Another long weekend, what bliss! I stitched a Hallowe'en ornament from my first rust attempts. I basted around the pumpkin magnet I'd used and then quilted it with an outline stitch over some old prequilted calico I had. Then I folded the edges under and slip stitched it to a piece of black felt with a scalloped edge. I added a knot of orange floss in each scallop and a buttonholed hang tie. The flash made this a little brighter than the actual piece.
I also stitched a pulled thread ornament and did some other fun things I'll write about later on. Right now I'm all about the rust.
Saturday night I sat out in the grass in back of the garage, with gloves and a mask, and unrolled the rusty fabric. Here are some final pictures of the fabric before I unrolled it. The bottom of the container sure was sludgy.
I slowly unrolled the wire, wrapping it around a bottle to keep it for next time. Then as the sludge drained into coffee filters (to clear the water and also save that lovely rust for future use), I unrolled the fabric and picked off bits of rusty steel wool. Those went into a container to save, too. I rinsed out the box and then placed my semi-cleaned fabric in it and added clear water and rinsed it around.
It's a good thing coffee filters are cheap--the rust really clogs them up and I used quite a few filtering the container water and then the rinse water. I'm using quart-sized yogurt containers for filtering, rinsing and storage and I began layering a clean, dry filter with a rust clogged one as I went along. Later on I laid them out on a box top to dry.
I swished my fabric around in the rinse water and picked off more pieces of steel wool. I had wrapped two pieces of fabric on my tubing so I had multiple layers of copper wire and steel wool. After the first rinse I filtered the water and then rinsed the fabric again.
I took the whole mess inside then, to the utility tub, and thoroughly rinsed out the box, the water container, strainer and the fabric.

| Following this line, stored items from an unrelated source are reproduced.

PR #4600, opened 2020-01-17
pcsc_lite: added recipe

alwayslivid:
This recipe is a WIP and not currently usable in its current state. Some of the known issues include:

* ~Undefined devel libraries~
* ~The recipe does not compile on x86_64 due to an undefined reference error during compilation, Makefile most likely needs patching.~
* ~Identation issues~
* ~Missing $secondaryArchSuffixes~
* ~Potentially a leftover `commandBinDir`-related case.~

~This recipe is a draft and the current goal is to get a proper `.hpkg` build with defined devel libraries.~

**UPDATE:** As of the time of this edit, an `.hpkg` package can be compiled and used with this recipe.

The problem is that the executable won't run in its current state.


alwayslivid:
I'm aware that the commas are wrong for the time being, I'll correct it once I have access to my development environment again.

sys-apps/pcsc_lite/pcsc_lite-1.8.25.recipe
```diff
@@ -0,0 +1,56 @@
...
+to smartcard reader communication."
+COPYRIGHT="1999-2002 David Corcoran,
+	2001-2014 Ludovic Rousseau,
+	2003-2004 Damien Sauveron
+	"
+LICENSE="GNU GPL v2"
+REVISION="1"
+SOURCE_URI="https://pcsclite.apdu.fr/files/pcsc-lite-$portVersion.tar.bz2"
+CHECKSUM_SHA256="d76d79edc31cf76e782b9f697420d3defbcc91778c3c650658086a1b748e8792"
+SOURCE_DIR="pcsc-lite-1.8.25"
```
korli:
```suggestion
SOURCE_DIR="pcsc-lite-$portVersion"
```

alwayslivid:
A library that's required for using the CLI tool is also bundled with the program, while my recipe does not seem to provide a library as of right now.

In [Arch Linux](https://aur.archlinux.org/cgit/aur.git/tree/PKGBUILD?h=pcsclite-git), there's no separate recipe for the library itself, nor any specific conditions in the corresponding port of the program. It does install the drivers manually though. I will look into the build log and share it here (as well as the compilation error for the sake of proper documentation and future reference) a bit later.

alwayslivid:
I got a build, will push in a bit.

sys-apps/pcsc_lite/patches/pcsc_lite-1.8.25.patchset
```diff
@@ -0,0 +1,23 @@
...
+diff --git a/configure.ac b/configure.ac
+index 0fa5168..a6f8660 100644
+--- a/configure.ac
++++ b/configure.ac
+@@ -147,6 +147,9 @@ PCSCLITE_FEATURES="${PCSCLITE_FEATURES} $PCSC_ARCH $host"
+ # See if socket() is found from libsocket
+ AC_CHECK_LIB(socket, socket, [LIBS="$LIBS -lsocket"])
+ 
++# Check for the network library.
++AC_CHECK_LIB(socket, socket, [LIBS="$LIBS -lnetwork"])
```
Begasus: Try with AC_SEARCH_LIBS instead

alwayslivid: Does that replace any functionality within the recipe?

Begasus: The idea is to pass the lib to configure with autoreconf

alwayslivid: Would this look alright?

image

Begasus: Look at other recipes how they use it, it bit overkill here :)

Begasus: Actually this works with a small change:
```diff
-+AC_CHECK_LIB(socket, socket, [LIBS="$LIBS -lnetwork"])
++AC_CHECK_LIB(network, socket, [LIBS="$LIBS -lnetwork"])
```

alwayslivid: Seems surprising enough to me. I pushed the changes, but I'll test it out in an hour.

sys-apps/pcsc_lite/pcsc_lite-1.8.25.recipe
```diff
@@ -0,0 +1,92 @@
...
+
+libVersion="0.0.0"
+libVersionCompat="$libVersion compat >= ${libVersion%%.*}"
+
+PROVIDES="
+	pcsc_lite$secondaryArchSuffix = $portVersion
+	lib:libpcsclite$secondaryArchSuffix = $libVersionCompat
+	lib:libpcscspy$secondaryArchSuffix = $libVersionCompat
+ 	cmd:pcsc_spy$commandSuffix = $portVersion
+	cmd:pcscd$commandSuffix = $portVersion
```
Begasus: cmd's before libs, also, there is an outstanding policy error if you build this for secondary architecture on gcc2h

sys-apps/pcsc_lite/pcsc_lite-1.8.25.recipe
```diff
@@ -0,0 +1,92 @@
...
+	"
+REQUIRES="
+	haiku$secondaryArchSuffix
+	lib:libusb_1.0$secondaryArchSuffix
+	"
+
+PROVIDES_devel="
+	pcsc_lite${secondaryArchSuffix}_devel = $portVersion
+	devel:libpcsclite$secondaryArchSuffix = $libVersionCompat
```
Begasus: This libVersionCompat isn't correct :) (same for _devel)

sys-apps/pcsc_lite/pcsc_lite-1.8.25.recipe
```diff
@@ -0,0 +1,95 @@
...
+	devel:libpcsclite$secondaryArchSuffix = $libpcscliteVersionCompat
+	devel:libpcscspy$secondaryArchSuffix = $libpcscspyVersionCompat
+	"
+REQUIRES_devel="
+	pcsc_lite$secondaryArchSuffix == $portVersion base
+	"
+
+BUILD_REQUIRES="
+	haiku${secondaryArchSuffix}_devel
+	cmd:libusb_config$secondaryArchSuffix
```
Begasus: Check https://github.com/haikuports/haikuports/commit/5968411e28d563bbe1301e60cf96a7defc587eff

alwayslivid:
> Are you sure about these 2 lines?

I added them in a presumptive fashion because I wasn't sure as to whether anything in the headers could get borked by the lack of them, but in retrospect, I feel like this was a wrong move. I'll correct it as soon as I check `cmd:libusb_config`.

korli:
This should only  depend on libusb-1.0, not libusb-0.1

alwayslivid:
> This should only depend on libusb-1.0, not libusb-0.1

How about [this change](https://github.com/haikuports/haikuports/commit/5968411e28d563bbe1301e60cf96a7defc587eff) that was brought up by @Begasus a bit ago?

Begasus:
> This should only depend on libusb-1.0, not libusb-0.1

Even if it requires libusb_config?

alwayslivid:
> > This should only depend on libusb-1.0, not libusb-0.1
> 
> Even if it requires libusb_config?

It works without libusb_config that way, by the way.

Begasus:
> > > This should only depend on libusb-1.0, not libusb-0.1
> > 
> > 
> > Even if it requires libusb_config?
> 
> It works without libusb_config that way, by the way.

Ah! Then indeed probably only needs libusb_1.0

alwayslivid:
> > > > This should only depend on libusb-1.0, not libusb-0.1
> > > 
> > > 
> > > Even if it requires libusb_config?
> > 
> > 
> > It works without libusb_config that way, by the way.
> 
> Ah! Then indeed probably only needs libusb_1.0

No, I mean, it works *without* `cmd:libusb_config` and *with `lib:libusb_0.1`.

korli:
pcsc_lite seems to use libusb.h, see https://github.com/LudovicRousseau/PCSC/blob/master/src/hotplug_libusb.c#L54
which is only provided by libusb-1.0

Begasus:
Not quite there yet it seems:
```
~> pcscd -f
00000000 [24679488] pcscdaemon.c:623:main() cannot create /var/run/pcscd: No such file or directory
```

alwayslivid:
> Not quite there yet it seems:
> 
> ```
> ~> pcscd -f
> 00000000 [24679488] pcscdaemon.c:623:main() cannot create /var/run/pcscd: No such file or directory
> ```

I spent a lot of time looking into this, and I also added a few extra variables that would be (maybe) a good idea to remove later down the line in the meantime.

The variable that's needed to fix this is `--enable-ipcdir=DIR", however, I'm really unsure as to which directory should be used over `/var/run/pcscd`. Most server binaries are either in the `/boot/system/servers` folder (read-only directory). On the other hand, some daemon applications (e.g. `/boot/system/bin/sshd -D`) are in the `/boot/system/bin` folder.

The structure of this program seems very `systemd`-centric, in the sense that it seems like it's best used with it. However, the only other recipe that I can come up with that shows similar behavior is [Apache's recipe](https://github.com/haikuports/haikuports/blob/master/www-servers/apache/apache-2.4.41.recipe) and I'm not sure that I can tell apart anything useful.

korli:
/var/run/pcscd is meant to store a pcscd.pid file. I see the nginx recipe use $localStateDir for this usecase.

alwayslivid:
> /var/run/pcscd is meant to store a pcscd.pid file. I see the nginx recipe use $localStateDir for this usecase.

I think that this one's handled by `--enable-runpid`, I'll test it out either way.

alwayslivid:
Nope, seems like it's a read-only directory. (ipcdir points to `/packages/pcsc_lite-1.8.25-1/.self/var`, so there's that)

alwayslivid:
I attempted to change up things a little bit (using `$localStateDir/run` seems to have helped a bit). The behavior is a bit different-- it creates a config file unsuccessfully and prints out every single character individually (and defining it as a GLOBAL_WRITABLE_FILE doesn't quite do the trick-- it doesn't exist). The script then moves on with deleting the file located at the /var/run directory of the package, but it doesn't exist.

Here's some `tail -f` output of the `syslog`:

image

korli:
actually /var/run/pcscd seems correct, it just needs to be created by a post-install script (see www-servers/lighttpd/additional-files/create-lighttpd-directories.sh for instance)

alwayslivid:
> actually /var/run/pcscd seems correct, it just needs to be created by a post-install script (see www-servers/lighttpd/additional-files/create-lighttpd-directories.sh for instance)

I looked at the recipe, experimented and pushed the changes. Just creating a /var/run folder seems to work just fine, and there doesn't seem to be a need for the inclusion of an entire `.sh` file over a simple `mkdir` command. Should be fine now. (?)

Begasus:
> > actually /var/run/pcscd seems correct, it just needs to be created by a post-install script (see www-servers/lighttpd/additional-files/create-lighttpd-directories.sh for instance)
> 
> I looked at the recipe, experimented and pushed the changes. Just creating a /var/run folder seems to work just fine, and there doesn't seem to be a need for the inclusion of an entire `.sh` file over a simple `mkdir` command. Should be fine now. (?)

@korli any take on this? Creating the script shouldn't be too hard, but using mkdir in the recipe seems to do the same thing (or not?)

korli:
> > > actually /var/run/pcscd seems correct, it just needs to be created by a post-install script (see www-servers/lighttpd/additional-files/create-lighttpd-directories.sh for instance)
> > 
> > 
> > I looked at the recipe, experimented and pushed the changes. Just creating a /var/run folder seems to work just fine, and there doesn't seem to be a need for the inclusion of an entire `.sh` file over a simple `mkdir` command. Should be fine now. (?)
> 
> @korli any take on this? Creating the script shouldn't be too hard, but using mkdir in the recipe seems to do the same thing (or not?)

/var/run can't be part of the package. For this reason a post-install script is needed (see lighttpd for instance)

Begasus:
Thanks for the reply, so @alwayslivid could you take care of that?

alwayslivid:
> 
> 
> Thanks for the reply, so @alwayslivid could you take care of that?

I can only do it later today, unfortunately.

alwayslivid:
> 
> 
> Thanks for the reply, so @alwayslivid could you take care of that?

Actually @Begasus, I think that I managed to create a script on the go by using the `lighttpd` recipe and documentation as a point of reference, but I'm away from my development environment right now, so I'm not in the position to test it out right now.

If you could help with that, that would be appreciated, but I can still do it myself in a few hours (as well as fix any issues that may occur).

sys-apps/pcsc_lite/additional-files/create-pcscd-directory.sh
```diff
@@ -0,0 +1,3 @@
+#!/bin/sh
+
+mkdir -p var/run
```
korli:
```suggestion
mkdir -p /var/run
```

korli:
Looks good! To be tested as @alwayslivid suggested :)

alwayslivid:
> 
> 
> Looks good! To be tested as @alwayslivid suggested :)

I was about to commit the change in the directory path and also about to ask why the `lighttpd` uses var/run rather than /var/run, but you deleted in just in time.

But while we're at it, why does it actually do that? Just asking out of pure curiosity.

korli:
> But while we're at it, why does it actually do that? Just asking out of pure curiosity.

I'm surprised too. I suppose that it depends where the package is installed, user or system.
This directory will actually be created: /system/var/run (/var is a symlink to /system/var).

sys-apps/pcsc_lite/pcsc_lite-1.8.25.recipe
```diff
@@ -0,0 +1,100 @@
...
+	commandSuffix=
+	commandBinDir=$prefix/bin
+fi
+
+libpcscliteVersion="1.0.0"
+libpcscspyVersion="0.0.0"
+libpcscspyVersionCompat="$libpcscspyVersion compat >= ${libpcscspyVersion%%.*}"
+libpcscliteVersionCompat="$libpcscliteVersion compat >= ${libpcscliteVersion%%.*}"
+
+POST_INSTALL_SCRIPTS="$relativePostInstallDir/create-pcscd-directories.sh"
```
Begasus:
```diff
- POST_INSTALL_SCRIPTS="$relativePostInstallDir/create-pcscd-directories.sh"
+ POST_INSTALL_SCRIPTS="$relativePostInstallDir/create-pcscd-directory.sh"
```

sys-apps/pcsc_lite/pcsc_lite-1.8.25.recipe
```diff
@@ -0,0 +1,100 @@
...
+
+	make $jobArgs
+}
+
+INSTALL()
+{
+	make $jobArgs install
+
+	mkdir -p $postInstallDir
+	cp -f $portDir/additional-files/create-pcscd-directories.sh $postInstallDir
```
Begasus:
```diff
- 	cp -f $portDir/additional-files/create-pcscd-directories.sh $postInstallDir
+ 	cp -f $portDir/additional-files/create-pcscd-directory.sh $postInstallDir
```

Begasus: OK, seems you need to set the script to be executable :)

alwayslivid: Hopefully this commit that I just pushed will do it. I'm not marking the issue as "Resolved" for the time being.

sys-apps/pcsc_lite/pcsc_lite-1.8.25.recipe
```diff
@@ -0,0 +1,101 @@
...
+	make $jobArgs
+}
+
+INSTALL()
+{
+	make $jobArgs install
+
+	mkdir -p $postInstallDir
+	cp -f $portDir/additional-files/create-pcscd-directory.sh $postInstallDir
+	chmod +X $postInstallDir/create-pcscd-directory.sh
```
Begasus: This probably will work OK, but maybe you can set the executable at the script prior and push that one?
@korli if a script is set as executable, will it stay that way when you push to github?
(don't see the script for lighttpd being modified in the recipe)

alwayslivid: File permissions get retained on Git as far as I know.

I'll have to deal with this the way you're instructing me to in approximately 2 hours.

korli: > File permissions get retained on Git as far as I know.
 This is correct.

Then I hung the fabric to dry. Taa-daa! These pictures are the first fabric, front and back. The fronts are a little different from the backs.
Here's the second fabric piece,
front and back.
I may try another batch and let it rust in the basement. Doing it outdoors is definitely a summer thing. I like that it took about a week to rust because that fits my schedule--set it up one week, rinse the next. It would go quicker in the heat of the summer.
I'm certainly noticing rust everywhere. We did some antiquing on Friday and I noticed I was hunting the shop for rusty objects--something I definitely would have bypassed in the past! Didn't see any this time.